Here, we have pointed out that the unidimensional framework is unable to account for the full range of behavioral and neuropsychological data concerning flexibility and stability primarily at the level of task-set control. Therefore, we suggest that an independence between flexibility and stability should be considered.  While several pieces of evidence supporting the DDF come from null findings—such as indicating a lack of effects or correlations—we believe that this compilation of evidence serves as a foundational resource for the field, encouraging a reconsideration of the widely assumed tradeoff. We emphasize that a tradeoff can still happen in some circumstances, but this is a function of motivation and demand for a given metacontrol state rather than a default result. We propose that adopting the DDF will help to provide a clearer, more elaborated picture of the flexibility-stability relationship that can account for a wider range of goal-directed behavior.

Conflicts of Interest

The authors declare no conflicts of interest.

Acknowledgements

We are grateful to Sébastien Hélie, Tobias Egner, Raphael Geddert, Robert Proctor, Tom Redick, and Darryl Schneider, for their comments on earlier drafts of this article.

Endnotes


[1]It is important to note that this tradeoff is typically conceptualized within a single level of cognition, such as goal or task-set instantiation, rather than across multiple levels of processing. We acknowledge that it is equally important to consider the flexibility-stability tradeoff when multiple levels of processing are involved, c.f., Fröber and Dreisbach (2023).

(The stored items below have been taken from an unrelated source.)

PR #17, opened 2020-07-24
Add maintaining/iterations page

ErikSchierboom:


app/javascript/components/maintaining_iterations_summary_table.jsx
```diff
@@ -0,0 +1,52 @@
+import React, { useState, useEffect } from "react";
```
iHiD: I suggest namespacing this file into `components/maintaining/iterations_summary_table`

app/javascript/components/test_iterations_summary_table.jsx
```diff
@@ -1,17 +1,17 @@
 import React, { useState, useEffect } from "react";
-import actionCable from "actioncable";
+import "actioncable";
```
iHiD: Do you need this LOC at all?

app/javascript/components/test_iterations_summary_table.jsx
```diff
@@ -1,17 +1,17 @@
...
 
 import consumer from "../application/action_cable_consumer";
 
-function IterationSummary({ id, testsStatus }) {
+function TestIterationSummary({ id, testsStatus }) {
```
iHiD: Could we rename this to `Example...` rather than `Test...`?

iHiD: (or `Sample...`)

test/system/react_components/maintaining_iterations_summary_table_test.rb
```diff
@@ -0,0 +1,17 @@
+require "application_system_test_case"
```
iHiD: Namespace this into `maintaning/` pls

test/javascript/components/maintaining_iteration_summary_table.test.js
```diff
@@ -0,0 +1,21 @@
+// Deps
```
iHiD: Namespace this one into a subfolder too pls.

docker/init.sql
```diff
@@ -7,6 +8,6 @@ CREATE DATABASE exercism_v3_dj_development;
 ALTER DATABASE exercism_v3_dj_development CHARACTER SET utf8mb4 COLLATE utf8mb4_unicode_ci;
 GRANT ALL PRIVILEGES ON exercism_v3_dj_development.* TO 'exercism_v3';
 
-CREATE DATABASE `exercism_v3_test`;
-ALTER DATABASE `exercism_v3_test` CHARACTER SET utf8mb4 COLLATE utf8mb4_unicode_ci;
-GRANT ALL PRIVILEGES ON `exercism_v3_test`.* TO 'exercism_v3';
+CREATE DATABASE exercism_v3_test;
+ALTER DATABASE exercism_v3_test CHARACTER SET utf8mb4 COLLATE utf8mb4_unicode_ci;
+GRANT ALL PRIVILEGES ON exercism_v3_test.* TO 'exercism_v3';
```
iHiD: Why this change?

app/javascript/components/test_iterations_summary_table.jsx
ErikSchierboom: Yes you do, otherwise the actioncable stuff is not loaded and does not work. I've checked

app/javascript/components/maintaining_iterations_summary_table.jsx
ErikSchierboom: I can do that. I didn't do that because `application.jsx` said:

> // Add all react components here.
> // Each should map 1-1 to a compoenent in app/helpers/components

app/javascript/components/test_iterations_summary_table.jsx
ErikSchierboom: Sure

docker/init.sql
ErikSchierboom: Oh, consistency with the other statements in the file

app/javascript/components/maintaining_iterations_summary_table.jsx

[2] It should be noted that the authors interpreted these findings in terms of an inverted-U shape regarding the impact of dopamine amount on performance: The key is to have the proper amount of dopamine (neither too high nor too low). When DA1 activity was disrupted (too high or too low), stability suffered while flexibility was unchanged. On the other hand, when DA2 activity was disrupted, flexibility suffered while stability remained unchanged. 

[3] As a caveat, this model includes a second parameter which also determines flexibility/stability (called mutual inhibition), but neither parameter can be said to assign flexibility solely to one level of the information processing process while assigning stability to another.